■ **TASK TO COMPLETE**
What appears from the first line of the records below through the line containing "win is unchanged." must be reproduced verbatim.

■ **Recorded data**
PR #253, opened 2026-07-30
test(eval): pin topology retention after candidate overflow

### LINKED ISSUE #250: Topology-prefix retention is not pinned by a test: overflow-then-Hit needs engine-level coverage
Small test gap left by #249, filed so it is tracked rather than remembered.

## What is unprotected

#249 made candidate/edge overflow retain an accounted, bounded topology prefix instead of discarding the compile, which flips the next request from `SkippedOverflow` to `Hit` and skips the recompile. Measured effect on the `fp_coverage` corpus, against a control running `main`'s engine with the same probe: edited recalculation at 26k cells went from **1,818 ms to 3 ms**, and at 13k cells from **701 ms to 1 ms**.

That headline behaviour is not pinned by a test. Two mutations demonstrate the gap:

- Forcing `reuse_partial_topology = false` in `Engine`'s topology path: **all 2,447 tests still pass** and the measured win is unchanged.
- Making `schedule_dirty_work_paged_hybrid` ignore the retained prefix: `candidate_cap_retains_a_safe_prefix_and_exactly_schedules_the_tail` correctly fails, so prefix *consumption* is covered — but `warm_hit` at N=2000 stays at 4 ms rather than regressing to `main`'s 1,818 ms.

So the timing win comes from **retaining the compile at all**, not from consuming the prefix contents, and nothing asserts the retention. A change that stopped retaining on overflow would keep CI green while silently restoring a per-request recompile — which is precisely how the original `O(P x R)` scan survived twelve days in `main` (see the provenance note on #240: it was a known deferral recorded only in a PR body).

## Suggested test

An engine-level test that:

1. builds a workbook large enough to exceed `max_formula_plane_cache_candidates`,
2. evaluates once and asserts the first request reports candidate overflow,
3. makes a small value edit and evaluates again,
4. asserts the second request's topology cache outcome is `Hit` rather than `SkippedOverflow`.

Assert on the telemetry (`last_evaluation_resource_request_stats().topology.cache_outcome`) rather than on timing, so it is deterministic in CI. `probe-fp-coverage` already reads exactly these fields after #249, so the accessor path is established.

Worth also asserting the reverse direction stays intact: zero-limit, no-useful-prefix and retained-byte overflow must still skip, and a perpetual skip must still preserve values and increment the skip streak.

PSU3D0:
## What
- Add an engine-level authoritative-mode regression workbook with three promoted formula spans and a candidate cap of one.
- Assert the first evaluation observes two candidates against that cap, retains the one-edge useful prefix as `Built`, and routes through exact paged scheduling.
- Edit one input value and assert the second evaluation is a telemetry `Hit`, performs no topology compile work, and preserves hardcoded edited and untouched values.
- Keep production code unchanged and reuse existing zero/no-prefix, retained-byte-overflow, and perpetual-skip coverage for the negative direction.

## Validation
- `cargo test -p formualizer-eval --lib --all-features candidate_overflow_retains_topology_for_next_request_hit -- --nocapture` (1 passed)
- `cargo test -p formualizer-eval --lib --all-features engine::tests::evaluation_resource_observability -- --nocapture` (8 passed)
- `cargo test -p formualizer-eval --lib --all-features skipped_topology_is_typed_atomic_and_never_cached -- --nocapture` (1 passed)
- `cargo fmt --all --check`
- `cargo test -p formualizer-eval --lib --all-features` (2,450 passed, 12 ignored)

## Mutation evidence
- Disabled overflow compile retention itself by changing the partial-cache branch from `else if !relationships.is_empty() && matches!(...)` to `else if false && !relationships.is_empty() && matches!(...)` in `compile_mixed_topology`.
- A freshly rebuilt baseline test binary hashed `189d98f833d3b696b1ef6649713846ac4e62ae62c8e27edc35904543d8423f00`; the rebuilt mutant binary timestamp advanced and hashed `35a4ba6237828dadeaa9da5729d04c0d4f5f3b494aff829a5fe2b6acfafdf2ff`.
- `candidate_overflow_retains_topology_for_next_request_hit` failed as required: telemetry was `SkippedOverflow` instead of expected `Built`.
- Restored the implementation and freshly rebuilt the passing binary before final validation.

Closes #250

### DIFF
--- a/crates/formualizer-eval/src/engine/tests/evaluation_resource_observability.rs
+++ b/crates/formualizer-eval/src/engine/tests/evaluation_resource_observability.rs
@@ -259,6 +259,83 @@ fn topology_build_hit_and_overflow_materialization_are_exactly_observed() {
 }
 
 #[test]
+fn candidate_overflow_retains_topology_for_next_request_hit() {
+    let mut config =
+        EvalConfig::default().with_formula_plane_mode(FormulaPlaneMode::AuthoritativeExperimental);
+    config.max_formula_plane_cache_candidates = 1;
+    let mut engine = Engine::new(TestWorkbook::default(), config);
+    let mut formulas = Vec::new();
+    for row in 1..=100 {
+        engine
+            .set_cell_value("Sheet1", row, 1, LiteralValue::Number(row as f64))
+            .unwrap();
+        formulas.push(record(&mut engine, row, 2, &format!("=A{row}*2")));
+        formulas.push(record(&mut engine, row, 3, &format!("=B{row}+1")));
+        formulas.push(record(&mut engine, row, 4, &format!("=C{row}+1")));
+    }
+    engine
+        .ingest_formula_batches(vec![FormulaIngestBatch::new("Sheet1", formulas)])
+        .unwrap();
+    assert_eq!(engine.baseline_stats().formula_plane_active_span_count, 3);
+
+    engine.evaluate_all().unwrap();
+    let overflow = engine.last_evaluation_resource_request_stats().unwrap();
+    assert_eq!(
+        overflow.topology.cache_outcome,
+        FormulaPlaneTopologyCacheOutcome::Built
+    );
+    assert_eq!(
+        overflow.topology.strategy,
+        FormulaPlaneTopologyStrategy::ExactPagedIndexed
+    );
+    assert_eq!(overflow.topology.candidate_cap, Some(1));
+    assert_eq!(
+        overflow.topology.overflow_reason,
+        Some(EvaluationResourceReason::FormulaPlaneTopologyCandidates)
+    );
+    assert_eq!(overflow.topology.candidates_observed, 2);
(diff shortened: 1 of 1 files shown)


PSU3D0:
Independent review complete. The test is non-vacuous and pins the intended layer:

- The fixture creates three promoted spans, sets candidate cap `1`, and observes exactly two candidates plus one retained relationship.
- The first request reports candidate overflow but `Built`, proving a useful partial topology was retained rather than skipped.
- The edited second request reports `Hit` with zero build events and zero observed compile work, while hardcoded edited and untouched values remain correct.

■ **SOLUTION**
PR #253, opened 2026-07-30
test(eval): pin topology retention after candidate overflow

### LINKED ISSUE #250: Topology-prefix retention is not pinned by a test: overflow-then-Hit needs engine-level coverage
Small test gap left by #249, filed so it is tracked rather than remembered.

## What is unprotected

#249 made candidate/edge overflow retain an accounted, bounded topology prefix instead of discarding the compile, which flips the next request from `SkippedOverflow` to `Hit` and skips the recompile. Measured effect on the `fp_coverage` corpus, against a control running `main`'s engine with the same probe: edited recalculation at 26k cells went from **1,818 ms to 3 ms**, and at 13k cells from **701 ms to 1 ms**.

That headline behaviour is not pinned by a test. Two mutations demonstrate the gap:

- Forcing `reuse_partial_topology = false` in `Engine`'s topology path: **all 2,447 tests still pass** and the measured win is unchanged.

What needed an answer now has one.